Among the prescription narcotics most commonly linked to overdose deaths are methadone, morphine, oxycodone, hydrocodone and fentanyl. Deaths occur most commonly when multiple drugs are used, Grey said. Data from the medical examiner's office shows a common lethal drug mix includes narcotics with a sleep aid and an anti-anxiety drug, he said.

"Quite frankly, it's something we have to do something about," said Grey, adding that "2007 is certainly on track for being even worse in terms of prescription-related deaths that my office is investigating."

A task force mandated by the Utah Legislature will study prescription drug abuse over the next two years.

Comprised of experts from the Utah Department of Health, the medical examiner, Labor Commission, Division of Occupational and Professional Licensure and the office of the Utah Attorney General, the group is charged with developing best practices guidelines for prescription pain medication use for doctors and education programs for the public.

"This is going to enable us to save hundreds and hundreds of lives," Utah Department of Health Executive Director David Sundwall said.

A primary tool for the task force will be Utah's Controlled Substance Database, which since 1996 has recorded the more than 32 million prescriptions issued by physicians to patients statewide.
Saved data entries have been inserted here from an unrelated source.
PR #37, opened 2019-10-25
Get role description from role metadata, improve tests

awcrosby:
- Get role description from role metadata
- Add tests for role description, role readme, and role load

Resolves: https://github.com/ansible/galaxy-dev/issues/116

### DIFF
--- a/galaxy_importer/loaders.py
+++ b/galaxy_importer/loaders.py
@@ -23,6 +23,7 @@ import os
 from pathlib import Path
 import re
 from subprocess import Popen, PIPE
+import yaml
 
 from galaxy_importer import constants
 from galaxy_importer import exceptions as exc
@@ -37,6 +38,7 @@ ANSIBLE_DOC_SUPPORTED_TYPES = [
     'httpapi', 'inventory', 'lookup', 'shell', 'module', 'strategy', 'vars']
 ANSIBLE_DOC_KEYS = ['doc', 'metadata', 'examples', 'return']
 ANSIBLE_LINT_EXCEPTION_RETURN_CODE = 1
+ROLE_META_FILES = ['meta/main.yml', 'meta/main.yaml', 'meta.yml', 'meta.yaml']
 
 
 class ContentLoader(metaclass=abc.ABCMeta):
@@ -281,7 +283,32 @@ class RoleLoader(ContentLoader):
 
     def _get_metadata_description(self):
         self.log.info('Getting role description')
-        return ''
+        description = None
+        meta_path = self._find_metadata_file_path(self.rel_path)
+
+        if not meta_path:
+            self.log.warning('No role metadata found')
+            return description
+
+        with open(meta_path) as fp:
+            try:
+                role_metadata = yaml.safe_load(fp)
+            except Exception:
+                self.log.error('Error during parsing of role metadata')
+        try:
+            description = role_metadata['galaxy_info']['description']
+        except KeyError:
+            self.log.warning('No role description found in role metadata')
+        return description
+
+    @staticmethod
+    def _find_metadata_file_path(rel_path):
+        """Gets path to role metadata file."""
+        for file in ROLE_META_FILES:
+            meta_path = os.path.join(rel_path, file)
+            if os.path.exists(meta_path):
+                return meta_path
+        return None
 
 
 def get_loader_cls(content_type):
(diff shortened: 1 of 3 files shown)


galaxy_importer/loaders.py
```diff
@@ -281,7 +283,29 @@ def _get_readme(self):
...
+        try:
+            description = role_metadata['galaxy_info']['description']
+        except KeyError:
+            self.log.warning('No role description found in role metadata')
+        return description
+
+    @staticmethod
+    def _get_metadata_file(rel_path):
+        """Gets path to role metadata file."""
+        for file in ROLE_META_FILES:
```
alikins: Does galaxy-import need to support py2?  Under py2, 'file' is a built in object, so using it as a var name can sometimes cause odd behavior. 

For py3 only, 'file' is no longer a builtin, so should be fine.

galaxy_importer/loaders.py
```diff
@@ -281,7 +283,29 @@ def _get_readme(self):
...
-        return ''
+        description = None
+        metadata_file = self._get_metadata_file(self.rel_path)
+
+        if not metadata_file:
+            self.log.warning('No role metadata found')
+            return description
+
+        with open(metadata_file) as fp:
+            role_metadata = yaml.safe_load(fp)
```
alikins: Could maybe use some hardening if yaml.safe_load() raises exceptions.

galaxy_importer/loaders.py
```diff
@@ -281,7 +283,29 @@ def _get_readme(self):
...
+        try:
+            description = role_metadata['galaxy_info']['description']
+        except KeyError:
+            self.log.warning('No role description found in role metadata')
```
alikins: Iirc, the way the import log messages are displayed, the messages show the role that is being loaded first.
If that is true, these log messages are fine.

If it's not clear which role is being loaded, it may be useful to add some context info to the warning/error messages
(ie, 'No role description found in role metadata for role %s', self.name). But that would only be needed if that info isnt clear in the log output.

galaxy_importer/loaders.py
```diff
@@ -281,7 +283,29 @@ def _get_readme(self):
...
+        return description
+
+    @staticmethod
+    def _get_metadata_file(rel_path):
+        """Gets path to role metadata file."""
```
alikins: (this is ok as is, just comment inspired by it)
I might lean towards calling this 'find_metadata_files' or similar, since it is searching multiple candidates and may return nothing. But that's just naming stuff, and 'find_*' is just a personal idiom I sometimes use.

I might also call it 'find_metadata_file_path' or 'get_metadata_file_path' but again just a vague suggestion. I am very inconsistent in how I name vars for things like file objects, file paths, full file paths, directory names, etc. But sometimes I find it helpful to be explicit about if something is a file (object), filename, or full path to a file.

galaxy_importer/loaders.py
awcrosby: just python3

galaxy_importer/loaders.py
awcrosby: agreed, i will add this

galaxy_importer/loaders.py
awcrosby: The way log msg are displayed, user will see which role it applies to

galaxy_importer/loaders.py
awcrosby: good suggestion, explicit is better here

tests/test_loaders.py
```diff
@@ -244,3 +255,66 @@ def test_ansible_lint_exception(mocked_popen, loader_role):
...
+    res = loader_role._get_metadata_description()
+    assert res is None
+
+
+def test_get_role_readme(temp_root, loader_role):
+    loader_role.root = temp_root
+    loader_role.rel_path = ''
+
+    with pytest.raises(exc.ContentLoadError):
+        loader_role._get_readme()
```
alikins: I might split these tests into two tests, one for the null/empty case, and one for the case where it is expected to work.

ie
``` python
def test_role_loader_content_role_error_on_no_readme(temp_root, loader_role):
￼    loader_role.root = temp_root
￼    loader_role.rel_path = ''
￼
￼    with pytest.raises(exc.ContentLoadError):
￼        loader_role._get_readme()

def test_role_loader_get_readme(temp_root, loader_role):
    loader_role.root = temp_root
    loader_role.rel_path = ''
    with open(os.path.join(temp_root, 'README.md'), 'w') as fp:
￼        fp.write('This is the role readme text')
￼   readme = loader_role._get_readme()
￼   assert readme.name == 'README.md'
￼   assert readme.text == 'This is the role readme text'
```

PR #39, opened 2019-12-11
Call ansible-doc in batch by plugin type, update log format

awcrosby:
Change ansible-doc from being called one per-plugin to be called once per plugin-type, and reflect change in log message format.

Resolves https://github.com/ansible/galaxy-dev/issues/220

### DIFF
--- a/galaxy_importer/loaders.py
+++ b/galaxy_importer/loaders.py
@@ -36,6 +36,7 @@ default_logger = logging.getLogger(__name__)
 ANSIBLE_DOC_SUPPORTED_TYPES = [
     'become', 'cache', 'callback', 'cliconf', 'connection',
     'httpapi', 'inventory', 'lookup', 'shell', 'module', 'strategy', 'vars']
+ANSIBLE_DOC_PLUGIN_MAP = {'module': 'modules'}
 ANSIBLE_DOC_KEYS = ['doc', 'metadata', 'examples', 'return']
 ANSIBLE_LINT_EXCEPTION_RETURN_CODE = 1
 ROLE_META_FILES = ['meta/main.yml', 'meta/main.yaml', 'meta.yml', 'meta.yaml']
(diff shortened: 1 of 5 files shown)


alikins:
I like the idea of calling ansible-doc less often and should be a pretty noticeable performance improvement. 

I'm a little worried it may cause the classes and data structures to get kind of entangled, but that may be hard to avoid when considering the various ways gathering the doc info that are required. Probably worthwhile though if it's a nice speedup.

galaxy_importer/loaders.py
```diff
@@ -140,52 +139,66 @@ def _make_path_name(rel_path, name):
...
+            plugin_dir_name = ANSIBLE_DOC_PLUGIN_MAP.get(plugin_type, plugin_type)
+
+            plugins = self._get_plugins(os.path.join(self.path, 'plugins', plugin_dir_name))
+
+            if plugins:
+                data = self._run_ansible_doc(plugin_type, plugins)
+                data = self._process_doc_strings(data)
+                docs[plugin_type] = data
+
+        return docs
```
alikins: (This comment doesn't need to be addressed now or potentially ever, just a note while I'm looking at the code...)

If memory use is a concern, may be useful to tweak some of these for loops into iterators/generators and yield results.

I could see mem use becoming an issue at some point considering:
- It seems like folks are just going to shove tons of stuff in a few huge collections
- Some of the doc strings can get to be fairly large
- This change may mean having all the doc strings for a whole type of plugins at once (though not sure that wasn't the case before as well)
- The relatively oppressive memory constraints in openshift

galaxy_importer/loaders.py
```diff
@@ -140,52 +139,66 @@ def _make_path_name(rel_path, name):
...
+
+    def _get_plugins(self, plugin_dir):
```
alikins: From a first glance, it's a little hard to tell what this method is expected to return. Could use a comment/docstring with a quick example. Granted, it's mostly just annoying but necessary and unavoidable path name munging, and there are unit tests!

galaxy_importer/loaders.py
```diff
@@ -140,52 +139,66 @@ def _make_path_name(rel_path, name):
...
+        plugins = []
+        for root, _, files in os.walk(plugin_dir):
+            for filename in files:
+                if not filename.endswith('.py') or filename == '__init__.py':
```
alikins: Does this end up getting called on modules that could be non python?  Or would it be hitting doc_fragment paths for those cases?  Wondering because I don't see where the previous code was doing an equivalent check (though I'm guessing the new ansible support for nested plugin dirs may require this?)

galaxy_importer/loaders.py
```diff
@@ -140,52 +139,66 @@ def _make_path_name(rel_path, name):
...
+                    continue
+                file_path = os.path.join(root, filename)
+                sub_dirs = os.path.relpath(root, plugin_dir)
+
+                fq_name_parts = [self.fq_collection_name]
+                if sub_dirs and sub_dirs != '.':
+                    fq_name_parts.extend(sub_dirs.split('/'))
+                fq_name_parts.append(os.path.basename(file_path)[:-3])
```
alikins: Where's the '3' in `[:-3]` come from?  To remove '.py' from filename?

tests/test_loader_doc_strings.py
```diff
@@ -16,65 +16,60 @@
...
-            "original_message": {
-                "description": "The original name param that was passed in",
-                "type": "str"
-            }
-        }
-    }}
-"""
-
-
 @pytest.fixture
```
alikins: Does doc_string_loader() need to be a pytest.fixture?  At first glance, it seems like it could be a regular method and called from the tests.  Is there an advantage to making it a pytest.fixture?

tests/test_loader_doc_strings.py
```diff
@@ -16,65 +16,60 @@
...
+    with open(os.path.join(temp_dir, '__init__.py'), 'w'):
+        pass
+    with open(os.path.join(temp_dir, 'should_be_ignored.txt'), 'w'):
+        pass
+    with open(os.path.join(temp_dir, 'my_module.py'), 'w'):
+        pass
+    plugins = doc_string_loader._get_plugins(temp_dir)
+
+    assert plugins == ['my_namespace.my_collection.my_module']
+    shutil.rmtree(temp_dir)
```
alikins: For this case, I might cleanup the temp_dir before doing any asserts. Otherwise failed tests could leave debris behind.

May also be a place where some of the pytest temp dir fixtures could be used.

galaxy_importer/loaders.py
awcrosby: This same check occurs in the `finder` (ignoring any non-python) which builds the list of found plugins and roles. I toyed with reusing the logic between the 2 places, but it seemed to make things more complicated than this approach.

galaxy_importer/loaders.py
awcrosby: that's right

Held by the licensure department the information is currently used to track patients who "doctor shop" or physicians writing an inordinate number of prescriptions and could provide the task force with information about the growth and patterns of legal-drug use in Utah.

The challenge for the task force will be to "find a balance between the education of the risks with the very legitimate need by some to use the medications," state epidemiologist Dr. Robert Rolfs said.